**What to do**
Run through the records and show each line that includes the string "MLUtils".

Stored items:
Segment Open

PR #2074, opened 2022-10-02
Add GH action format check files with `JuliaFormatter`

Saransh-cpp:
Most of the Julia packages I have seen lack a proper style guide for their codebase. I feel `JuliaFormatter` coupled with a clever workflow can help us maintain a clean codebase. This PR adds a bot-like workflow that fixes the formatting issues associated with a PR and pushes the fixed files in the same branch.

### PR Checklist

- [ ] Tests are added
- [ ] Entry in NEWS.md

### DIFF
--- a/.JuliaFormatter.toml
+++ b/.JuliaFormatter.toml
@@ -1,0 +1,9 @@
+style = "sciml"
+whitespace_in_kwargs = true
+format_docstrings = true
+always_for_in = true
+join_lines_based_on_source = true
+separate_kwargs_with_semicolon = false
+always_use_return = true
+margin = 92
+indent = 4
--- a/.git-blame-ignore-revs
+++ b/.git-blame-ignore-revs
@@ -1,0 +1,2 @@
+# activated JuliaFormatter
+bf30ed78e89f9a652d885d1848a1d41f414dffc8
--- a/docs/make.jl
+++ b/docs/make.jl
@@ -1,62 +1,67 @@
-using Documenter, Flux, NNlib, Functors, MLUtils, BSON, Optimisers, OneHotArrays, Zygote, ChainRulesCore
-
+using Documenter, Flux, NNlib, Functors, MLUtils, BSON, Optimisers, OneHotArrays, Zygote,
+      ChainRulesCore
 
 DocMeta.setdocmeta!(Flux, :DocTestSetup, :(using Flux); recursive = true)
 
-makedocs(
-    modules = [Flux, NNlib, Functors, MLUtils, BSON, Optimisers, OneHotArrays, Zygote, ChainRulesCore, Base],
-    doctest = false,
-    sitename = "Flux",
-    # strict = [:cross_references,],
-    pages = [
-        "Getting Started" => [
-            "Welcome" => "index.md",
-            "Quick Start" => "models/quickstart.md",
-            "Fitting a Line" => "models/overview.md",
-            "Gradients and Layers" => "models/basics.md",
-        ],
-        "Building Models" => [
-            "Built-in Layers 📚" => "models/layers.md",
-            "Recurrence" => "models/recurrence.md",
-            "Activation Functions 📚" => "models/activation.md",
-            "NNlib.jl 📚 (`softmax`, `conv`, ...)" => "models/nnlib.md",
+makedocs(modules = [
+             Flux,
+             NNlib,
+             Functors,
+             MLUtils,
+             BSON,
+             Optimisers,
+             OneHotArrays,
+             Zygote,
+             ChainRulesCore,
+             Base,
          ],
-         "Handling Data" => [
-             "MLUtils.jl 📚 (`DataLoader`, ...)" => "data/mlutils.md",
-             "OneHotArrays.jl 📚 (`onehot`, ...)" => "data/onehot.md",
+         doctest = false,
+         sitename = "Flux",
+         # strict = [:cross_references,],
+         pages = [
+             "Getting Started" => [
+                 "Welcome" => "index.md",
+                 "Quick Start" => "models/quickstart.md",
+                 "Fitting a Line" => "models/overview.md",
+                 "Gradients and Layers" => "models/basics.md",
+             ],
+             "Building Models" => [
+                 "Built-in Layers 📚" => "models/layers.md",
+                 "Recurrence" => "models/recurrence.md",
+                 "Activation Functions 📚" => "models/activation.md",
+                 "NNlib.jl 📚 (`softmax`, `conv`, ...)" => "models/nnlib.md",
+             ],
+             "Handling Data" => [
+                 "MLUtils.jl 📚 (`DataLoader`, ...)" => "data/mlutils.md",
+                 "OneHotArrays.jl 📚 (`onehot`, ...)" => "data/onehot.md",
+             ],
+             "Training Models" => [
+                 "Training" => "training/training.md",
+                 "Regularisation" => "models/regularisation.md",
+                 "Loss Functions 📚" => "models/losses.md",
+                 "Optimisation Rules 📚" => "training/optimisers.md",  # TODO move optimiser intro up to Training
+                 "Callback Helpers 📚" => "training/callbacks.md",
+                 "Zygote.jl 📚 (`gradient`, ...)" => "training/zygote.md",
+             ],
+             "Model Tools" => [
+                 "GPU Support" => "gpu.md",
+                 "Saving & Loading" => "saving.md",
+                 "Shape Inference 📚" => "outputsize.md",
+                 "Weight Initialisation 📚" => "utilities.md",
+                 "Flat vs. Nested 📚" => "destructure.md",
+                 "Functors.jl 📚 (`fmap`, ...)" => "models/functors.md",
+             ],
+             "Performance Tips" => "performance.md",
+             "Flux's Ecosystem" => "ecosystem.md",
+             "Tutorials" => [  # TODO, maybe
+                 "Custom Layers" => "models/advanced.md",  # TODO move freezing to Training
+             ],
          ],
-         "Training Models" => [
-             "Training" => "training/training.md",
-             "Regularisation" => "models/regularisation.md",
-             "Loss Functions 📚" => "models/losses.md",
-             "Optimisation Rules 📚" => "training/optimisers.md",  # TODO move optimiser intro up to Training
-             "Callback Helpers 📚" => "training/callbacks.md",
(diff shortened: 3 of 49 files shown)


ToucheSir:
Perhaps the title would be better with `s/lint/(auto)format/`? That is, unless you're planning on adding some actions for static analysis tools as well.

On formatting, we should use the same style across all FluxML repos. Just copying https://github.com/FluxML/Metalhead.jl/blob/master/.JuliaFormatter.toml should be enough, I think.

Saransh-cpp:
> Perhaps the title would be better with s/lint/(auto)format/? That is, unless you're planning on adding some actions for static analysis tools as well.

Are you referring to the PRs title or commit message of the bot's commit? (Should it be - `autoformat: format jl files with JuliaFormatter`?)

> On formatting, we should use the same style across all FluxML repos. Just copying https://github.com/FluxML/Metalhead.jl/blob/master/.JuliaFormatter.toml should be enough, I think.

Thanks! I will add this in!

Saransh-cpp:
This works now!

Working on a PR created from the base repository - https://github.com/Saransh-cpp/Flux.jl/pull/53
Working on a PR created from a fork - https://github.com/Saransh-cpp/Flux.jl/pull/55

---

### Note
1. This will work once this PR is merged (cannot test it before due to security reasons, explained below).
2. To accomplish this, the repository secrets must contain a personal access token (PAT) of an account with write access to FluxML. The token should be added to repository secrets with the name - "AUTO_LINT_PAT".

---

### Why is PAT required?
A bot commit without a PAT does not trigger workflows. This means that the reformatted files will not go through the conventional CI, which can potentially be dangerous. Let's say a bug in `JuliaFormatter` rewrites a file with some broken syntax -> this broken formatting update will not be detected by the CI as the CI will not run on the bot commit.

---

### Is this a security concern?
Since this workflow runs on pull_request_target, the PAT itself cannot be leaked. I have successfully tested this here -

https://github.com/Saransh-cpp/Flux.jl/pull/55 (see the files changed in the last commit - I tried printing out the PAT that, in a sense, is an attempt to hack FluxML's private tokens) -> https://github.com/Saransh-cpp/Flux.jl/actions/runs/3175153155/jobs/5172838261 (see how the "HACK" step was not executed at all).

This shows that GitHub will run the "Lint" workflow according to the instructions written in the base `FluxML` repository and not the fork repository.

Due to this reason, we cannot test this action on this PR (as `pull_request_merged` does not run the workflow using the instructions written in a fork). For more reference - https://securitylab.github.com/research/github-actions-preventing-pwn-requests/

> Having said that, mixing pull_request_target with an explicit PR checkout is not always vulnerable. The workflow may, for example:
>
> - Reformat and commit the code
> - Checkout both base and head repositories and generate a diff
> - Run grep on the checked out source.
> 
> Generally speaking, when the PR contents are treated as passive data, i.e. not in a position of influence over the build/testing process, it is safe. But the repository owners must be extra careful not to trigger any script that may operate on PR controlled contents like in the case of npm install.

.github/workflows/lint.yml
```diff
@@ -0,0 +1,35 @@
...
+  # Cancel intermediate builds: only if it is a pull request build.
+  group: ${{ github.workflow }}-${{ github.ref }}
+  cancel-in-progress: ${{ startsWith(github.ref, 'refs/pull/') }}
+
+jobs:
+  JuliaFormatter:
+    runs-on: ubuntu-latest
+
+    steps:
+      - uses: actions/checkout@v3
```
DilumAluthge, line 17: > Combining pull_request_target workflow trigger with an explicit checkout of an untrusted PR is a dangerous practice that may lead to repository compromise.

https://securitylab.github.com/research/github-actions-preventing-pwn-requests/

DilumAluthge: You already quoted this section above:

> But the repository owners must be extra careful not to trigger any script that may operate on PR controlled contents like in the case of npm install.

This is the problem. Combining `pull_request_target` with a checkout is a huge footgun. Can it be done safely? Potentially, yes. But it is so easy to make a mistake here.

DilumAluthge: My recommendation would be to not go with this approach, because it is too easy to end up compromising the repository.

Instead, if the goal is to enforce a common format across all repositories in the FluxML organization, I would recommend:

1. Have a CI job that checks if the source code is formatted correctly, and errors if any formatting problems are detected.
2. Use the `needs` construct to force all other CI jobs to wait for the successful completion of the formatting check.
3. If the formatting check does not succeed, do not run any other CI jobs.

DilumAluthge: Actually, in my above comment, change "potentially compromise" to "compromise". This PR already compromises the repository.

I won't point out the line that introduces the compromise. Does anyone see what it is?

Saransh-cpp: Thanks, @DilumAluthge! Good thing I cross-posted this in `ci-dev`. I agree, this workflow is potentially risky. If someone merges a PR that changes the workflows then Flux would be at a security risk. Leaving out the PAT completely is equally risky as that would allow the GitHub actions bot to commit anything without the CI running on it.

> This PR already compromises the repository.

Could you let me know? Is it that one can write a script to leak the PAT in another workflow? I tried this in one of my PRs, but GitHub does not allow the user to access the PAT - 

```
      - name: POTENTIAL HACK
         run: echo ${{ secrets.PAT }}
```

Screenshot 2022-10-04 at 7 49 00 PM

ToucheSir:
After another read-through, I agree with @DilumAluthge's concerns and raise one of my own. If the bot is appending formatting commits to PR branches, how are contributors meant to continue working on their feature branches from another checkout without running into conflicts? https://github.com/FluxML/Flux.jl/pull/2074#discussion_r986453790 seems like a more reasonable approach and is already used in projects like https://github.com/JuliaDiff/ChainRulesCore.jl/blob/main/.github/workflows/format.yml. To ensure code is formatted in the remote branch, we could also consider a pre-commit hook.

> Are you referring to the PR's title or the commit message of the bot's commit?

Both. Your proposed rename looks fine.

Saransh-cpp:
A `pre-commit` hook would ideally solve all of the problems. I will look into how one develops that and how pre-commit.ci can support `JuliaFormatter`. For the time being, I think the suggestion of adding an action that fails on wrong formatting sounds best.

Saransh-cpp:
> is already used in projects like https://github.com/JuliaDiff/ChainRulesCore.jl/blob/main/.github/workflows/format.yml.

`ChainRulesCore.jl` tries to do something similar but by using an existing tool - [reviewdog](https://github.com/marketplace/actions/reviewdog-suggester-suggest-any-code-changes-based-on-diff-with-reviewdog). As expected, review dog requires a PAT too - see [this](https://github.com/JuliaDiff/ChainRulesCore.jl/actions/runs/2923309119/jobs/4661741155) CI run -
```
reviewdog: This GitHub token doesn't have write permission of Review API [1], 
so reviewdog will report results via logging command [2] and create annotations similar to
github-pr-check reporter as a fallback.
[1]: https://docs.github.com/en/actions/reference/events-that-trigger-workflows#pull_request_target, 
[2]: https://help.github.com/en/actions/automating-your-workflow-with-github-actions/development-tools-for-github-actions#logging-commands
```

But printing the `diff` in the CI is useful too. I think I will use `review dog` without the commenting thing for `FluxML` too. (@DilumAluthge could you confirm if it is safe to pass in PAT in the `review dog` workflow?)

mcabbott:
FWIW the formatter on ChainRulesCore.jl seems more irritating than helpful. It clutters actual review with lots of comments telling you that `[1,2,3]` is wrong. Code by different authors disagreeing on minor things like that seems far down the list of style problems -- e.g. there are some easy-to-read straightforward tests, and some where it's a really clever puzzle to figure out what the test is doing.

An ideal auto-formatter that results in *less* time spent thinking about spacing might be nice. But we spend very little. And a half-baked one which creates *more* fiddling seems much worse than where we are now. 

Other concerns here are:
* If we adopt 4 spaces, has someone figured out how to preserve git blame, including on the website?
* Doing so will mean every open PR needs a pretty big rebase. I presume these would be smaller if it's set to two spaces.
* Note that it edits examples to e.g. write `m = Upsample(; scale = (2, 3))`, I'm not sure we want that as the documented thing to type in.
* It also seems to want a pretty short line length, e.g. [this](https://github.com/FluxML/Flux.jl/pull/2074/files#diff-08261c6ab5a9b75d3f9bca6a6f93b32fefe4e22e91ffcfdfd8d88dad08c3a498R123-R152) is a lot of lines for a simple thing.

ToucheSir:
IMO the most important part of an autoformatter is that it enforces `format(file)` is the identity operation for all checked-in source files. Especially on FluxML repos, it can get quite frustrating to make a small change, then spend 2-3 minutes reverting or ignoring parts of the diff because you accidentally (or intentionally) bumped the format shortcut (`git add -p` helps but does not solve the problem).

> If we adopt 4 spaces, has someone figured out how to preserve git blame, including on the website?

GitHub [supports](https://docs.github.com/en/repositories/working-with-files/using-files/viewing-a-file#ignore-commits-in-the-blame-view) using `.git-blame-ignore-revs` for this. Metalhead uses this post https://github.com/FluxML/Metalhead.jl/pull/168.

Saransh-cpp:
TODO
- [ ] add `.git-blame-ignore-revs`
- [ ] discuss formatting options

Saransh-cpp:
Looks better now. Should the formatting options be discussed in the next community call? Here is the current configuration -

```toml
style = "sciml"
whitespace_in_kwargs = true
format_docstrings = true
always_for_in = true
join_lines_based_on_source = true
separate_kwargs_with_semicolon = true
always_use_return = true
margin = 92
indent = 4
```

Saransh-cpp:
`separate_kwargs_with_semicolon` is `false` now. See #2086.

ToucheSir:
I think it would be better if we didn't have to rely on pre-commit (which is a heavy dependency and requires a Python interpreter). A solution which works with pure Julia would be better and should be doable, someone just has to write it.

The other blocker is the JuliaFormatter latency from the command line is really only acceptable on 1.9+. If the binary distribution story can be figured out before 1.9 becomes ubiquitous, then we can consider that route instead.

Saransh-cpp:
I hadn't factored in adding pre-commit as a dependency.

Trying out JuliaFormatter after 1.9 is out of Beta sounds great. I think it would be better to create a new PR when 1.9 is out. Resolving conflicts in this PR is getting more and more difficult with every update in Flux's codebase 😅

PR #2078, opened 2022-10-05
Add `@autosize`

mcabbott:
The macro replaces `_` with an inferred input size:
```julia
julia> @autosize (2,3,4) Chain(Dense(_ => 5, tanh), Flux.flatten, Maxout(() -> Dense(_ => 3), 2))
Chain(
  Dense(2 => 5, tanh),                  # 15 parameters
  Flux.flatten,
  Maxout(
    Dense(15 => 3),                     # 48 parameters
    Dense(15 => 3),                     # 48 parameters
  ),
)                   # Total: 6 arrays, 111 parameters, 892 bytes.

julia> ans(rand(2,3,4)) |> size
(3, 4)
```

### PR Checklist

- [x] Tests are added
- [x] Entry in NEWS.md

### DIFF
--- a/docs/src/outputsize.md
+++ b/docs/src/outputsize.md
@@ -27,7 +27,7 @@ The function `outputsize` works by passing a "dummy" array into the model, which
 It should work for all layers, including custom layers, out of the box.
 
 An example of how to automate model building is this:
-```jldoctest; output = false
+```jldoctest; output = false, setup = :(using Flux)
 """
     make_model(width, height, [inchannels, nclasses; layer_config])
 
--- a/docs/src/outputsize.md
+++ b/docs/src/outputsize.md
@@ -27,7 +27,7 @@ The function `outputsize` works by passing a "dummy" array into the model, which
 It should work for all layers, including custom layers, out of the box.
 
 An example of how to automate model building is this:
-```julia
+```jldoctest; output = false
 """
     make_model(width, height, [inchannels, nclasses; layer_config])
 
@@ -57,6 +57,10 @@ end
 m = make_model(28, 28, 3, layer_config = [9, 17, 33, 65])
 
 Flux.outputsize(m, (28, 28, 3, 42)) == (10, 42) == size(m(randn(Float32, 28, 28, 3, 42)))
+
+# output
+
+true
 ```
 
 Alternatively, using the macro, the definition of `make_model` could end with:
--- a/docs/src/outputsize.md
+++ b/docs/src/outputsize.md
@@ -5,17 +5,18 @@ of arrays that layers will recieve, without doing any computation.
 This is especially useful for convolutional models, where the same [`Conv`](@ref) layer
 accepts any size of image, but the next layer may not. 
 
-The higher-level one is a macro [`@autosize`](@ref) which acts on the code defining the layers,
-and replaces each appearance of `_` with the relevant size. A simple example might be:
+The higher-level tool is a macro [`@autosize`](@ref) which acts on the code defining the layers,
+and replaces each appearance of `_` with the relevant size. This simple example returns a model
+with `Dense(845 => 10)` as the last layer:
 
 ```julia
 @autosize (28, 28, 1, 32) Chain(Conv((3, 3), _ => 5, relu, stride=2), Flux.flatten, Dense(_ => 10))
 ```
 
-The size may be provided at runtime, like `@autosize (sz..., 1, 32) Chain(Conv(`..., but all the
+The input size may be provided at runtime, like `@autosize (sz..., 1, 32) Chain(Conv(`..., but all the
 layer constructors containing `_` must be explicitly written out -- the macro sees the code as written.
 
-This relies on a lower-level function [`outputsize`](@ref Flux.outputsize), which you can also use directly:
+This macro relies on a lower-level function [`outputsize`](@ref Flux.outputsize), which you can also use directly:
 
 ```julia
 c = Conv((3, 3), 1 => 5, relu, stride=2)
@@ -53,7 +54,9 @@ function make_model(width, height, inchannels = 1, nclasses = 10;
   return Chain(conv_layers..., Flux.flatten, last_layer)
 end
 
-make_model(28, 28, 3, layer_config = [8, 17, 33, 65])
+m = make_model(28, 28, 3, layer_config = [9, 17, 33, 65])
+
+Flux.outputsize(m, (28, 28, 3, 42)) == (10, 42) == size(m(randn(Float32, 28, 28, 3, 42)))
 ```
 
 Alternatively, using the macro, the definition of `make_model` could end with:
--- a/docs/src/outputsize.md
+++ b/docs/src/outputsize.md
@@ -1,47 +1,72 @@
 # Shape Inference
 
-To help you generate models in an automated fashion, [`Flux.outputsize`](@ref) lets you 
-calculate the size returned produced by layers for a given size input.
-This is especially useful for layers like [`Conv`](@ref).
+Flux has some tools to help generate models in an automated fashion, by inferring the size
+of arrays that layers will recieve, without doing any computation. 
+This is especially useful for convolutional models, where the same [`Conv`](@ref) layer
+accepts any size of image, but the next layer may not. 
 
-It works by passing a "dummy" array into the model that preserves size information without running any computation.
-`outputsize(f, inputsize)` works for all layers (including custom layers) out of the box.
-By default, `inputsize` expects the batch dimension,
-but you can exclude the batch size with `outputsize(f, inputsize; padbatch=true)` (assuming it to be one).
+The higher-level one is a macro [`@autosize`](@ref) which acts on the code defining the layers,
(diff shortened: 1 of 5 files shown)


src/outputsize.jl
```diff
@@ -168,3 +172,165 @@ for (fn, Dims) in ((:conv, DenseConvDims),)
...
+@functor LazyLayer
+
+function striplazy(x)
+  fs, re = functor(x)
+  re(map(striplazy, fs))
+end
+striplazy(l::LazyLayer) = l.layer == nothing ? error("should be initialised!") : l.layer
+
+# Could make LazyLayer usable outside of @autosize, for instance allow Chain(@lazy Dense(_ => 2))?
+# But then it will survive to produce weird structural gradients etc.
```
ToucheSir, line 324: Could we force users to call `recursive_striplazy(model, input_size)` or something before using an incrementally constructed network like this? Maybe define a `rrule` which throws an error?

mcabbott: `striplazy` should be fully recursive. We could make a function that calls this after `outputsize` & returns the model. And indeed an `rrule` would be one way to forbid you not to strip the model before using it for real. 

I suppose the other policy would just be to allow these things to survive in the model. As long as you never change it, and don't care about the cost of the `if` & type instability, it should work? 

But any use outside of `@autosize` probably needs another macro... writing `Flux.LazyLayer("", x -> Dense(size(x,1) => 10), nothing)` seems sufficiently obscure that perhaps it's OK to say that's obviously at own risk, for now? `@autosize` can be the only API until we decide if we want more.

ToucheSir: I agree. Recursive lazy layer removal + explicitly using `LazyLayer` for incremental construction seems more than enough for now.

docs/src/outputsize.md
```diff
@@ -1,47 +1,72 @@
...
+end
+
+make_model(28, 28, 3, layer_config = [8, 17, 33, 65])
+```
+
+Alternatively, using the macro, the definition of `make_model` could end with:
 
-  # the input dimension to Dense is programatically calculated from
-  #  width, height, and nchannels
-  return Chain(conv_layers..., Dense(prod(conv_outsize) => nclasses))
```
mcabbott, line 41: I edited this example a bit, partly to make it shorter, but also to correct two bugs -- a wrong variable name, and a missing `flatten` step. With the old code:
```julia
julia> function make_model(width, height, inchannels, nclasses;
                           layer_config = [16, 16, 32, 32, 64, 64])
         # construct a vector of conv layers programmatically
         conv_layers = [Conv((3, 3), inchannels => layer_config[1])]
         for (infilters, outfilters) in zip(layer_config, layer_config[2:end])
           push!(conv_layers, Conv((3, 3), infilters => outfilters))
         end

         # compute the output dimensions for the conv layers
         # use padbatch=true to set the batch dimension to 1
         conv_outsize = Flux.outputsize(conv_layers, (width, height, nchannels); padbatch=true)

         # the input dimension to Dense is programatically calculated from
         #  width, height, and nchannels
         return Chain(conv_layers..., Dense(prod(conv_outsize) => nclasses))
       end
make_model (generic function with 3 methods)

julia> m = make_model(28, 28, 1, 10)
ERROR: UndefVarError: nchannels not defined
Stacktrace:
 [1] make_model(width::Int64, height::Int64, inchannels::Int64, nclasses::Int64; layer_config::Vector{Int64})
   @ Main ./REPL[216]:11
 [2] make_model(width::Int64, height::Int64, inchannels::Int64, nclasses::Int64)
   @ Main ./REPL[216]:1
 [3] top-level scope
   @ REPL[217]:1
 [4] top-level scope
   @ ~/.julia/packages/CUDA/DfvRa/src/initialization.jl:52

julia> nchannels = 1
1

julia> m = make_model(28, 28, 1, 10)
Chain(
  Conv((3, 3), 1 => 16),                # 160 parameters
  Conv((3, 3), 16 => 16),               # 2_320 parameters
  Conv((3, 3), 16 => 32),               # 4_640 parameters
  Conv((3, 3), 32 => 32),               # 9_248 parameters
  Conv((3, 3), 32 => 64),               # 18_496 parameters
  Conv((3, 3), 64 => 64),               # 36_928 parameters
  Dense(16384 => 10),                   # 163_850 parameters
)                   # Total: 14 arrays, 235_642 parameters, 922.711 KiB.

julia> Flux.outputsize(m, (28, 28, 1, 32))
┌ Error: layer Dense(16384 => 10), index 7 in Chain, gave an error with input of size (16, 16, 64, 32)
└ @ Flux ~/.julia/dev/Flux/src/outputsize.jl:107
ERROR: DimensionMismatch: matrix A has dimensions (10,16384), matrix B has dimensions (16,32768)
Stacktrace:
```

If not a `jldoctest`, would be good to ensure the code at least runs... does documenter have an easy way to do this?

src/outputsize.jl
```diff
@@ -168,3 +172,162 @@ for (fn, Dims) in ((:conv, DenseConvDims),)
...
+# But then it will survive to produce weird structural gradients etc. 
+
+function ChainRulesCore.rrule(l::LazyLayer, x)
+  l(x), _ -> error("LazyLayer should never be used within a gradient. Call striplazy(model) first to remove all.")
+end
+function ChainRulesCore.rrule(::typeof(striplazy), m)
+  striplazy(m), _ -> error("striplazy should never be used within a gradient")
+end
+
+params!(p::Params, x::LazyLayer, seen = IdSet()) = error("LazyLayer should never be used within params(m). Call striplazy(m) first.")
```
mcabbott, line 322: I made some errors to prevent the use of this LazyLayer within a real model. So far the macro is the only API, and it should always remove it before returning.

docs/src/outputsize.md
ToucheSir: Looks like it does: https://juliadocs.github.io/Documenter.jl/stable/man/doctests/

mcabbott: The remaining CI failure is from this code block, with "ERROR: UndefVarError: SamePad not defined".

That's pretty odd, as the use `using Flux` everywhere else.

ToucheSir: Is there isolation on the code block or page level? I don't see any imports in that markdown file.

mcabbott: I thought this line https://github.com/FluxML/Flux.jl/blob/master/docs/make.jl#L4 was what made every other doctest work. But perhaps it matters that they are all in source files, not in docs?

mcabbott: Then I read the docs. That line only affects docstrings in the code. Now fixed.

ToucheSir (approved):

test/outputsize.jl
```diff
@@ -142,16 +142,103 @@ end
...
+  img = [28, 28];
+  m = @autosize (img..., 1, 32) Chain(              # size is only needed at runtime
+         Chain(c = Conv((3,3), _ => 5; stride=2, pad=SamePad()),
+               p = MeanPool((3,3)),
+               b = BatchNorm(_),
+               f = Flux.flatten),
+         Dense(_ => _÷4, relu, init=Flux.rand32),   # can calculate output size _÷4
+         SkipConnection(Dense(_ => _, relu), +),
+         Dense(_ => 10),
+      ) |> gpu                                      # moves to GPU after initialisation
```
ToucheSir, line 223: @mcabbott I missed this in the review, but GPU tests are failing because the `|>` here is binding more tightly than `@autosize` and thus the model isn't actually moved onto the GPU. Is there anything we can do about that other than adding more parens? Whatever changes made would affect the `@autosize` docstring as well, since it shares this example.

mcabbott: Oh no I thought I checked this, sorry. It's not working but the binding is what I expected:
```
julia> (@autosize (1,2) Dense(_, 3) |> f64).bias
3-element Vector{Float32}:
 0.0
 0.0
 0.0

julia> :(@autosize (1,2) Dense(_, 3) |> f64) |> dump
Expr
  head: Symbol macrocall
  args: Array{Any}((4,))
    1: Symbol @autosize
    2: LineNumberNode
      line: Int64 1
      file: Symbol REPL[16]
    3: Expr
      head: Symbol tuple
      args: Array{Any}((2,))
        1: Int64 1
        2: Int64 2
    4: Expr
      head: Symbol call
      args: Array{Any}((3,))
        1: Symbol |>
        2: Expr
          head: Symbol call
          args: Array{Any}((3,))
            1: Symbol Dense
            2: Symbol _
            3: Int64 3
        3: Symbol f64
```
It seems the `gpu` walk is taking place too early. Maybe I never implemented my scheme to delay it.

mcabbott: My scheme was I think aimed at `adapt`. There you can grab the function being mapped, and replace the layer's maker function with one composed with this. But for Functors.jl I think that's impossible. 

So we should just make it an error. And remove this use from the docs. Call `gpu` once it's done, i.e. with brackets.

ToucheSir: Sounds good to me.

Segment Closed

**Worked solution**
-using Documenter, Flux, NNlib, Functors, MLUtils, BSON, Optimisers, OneHotArrays, Zygote, ChainRulesCore
+using Documenter, Flux, NNlib, Functors, MLUtils, BSON, Optimisers, OneHotArrays, Zygote,
-    modules = [Flux, NNlib, Functors, MLUtils, BSON, Optimisers, OneHotArrays, Zygote, ChainRulesCore, Base],
+             MLUtils,
-             "MLUtils.jl 📚 (`DataLoader`, ...)" => "data/mlutils.md",
+                 "MLUtils.jl 📚 (`DataLoader`, ...)" => "data/mlutils.md",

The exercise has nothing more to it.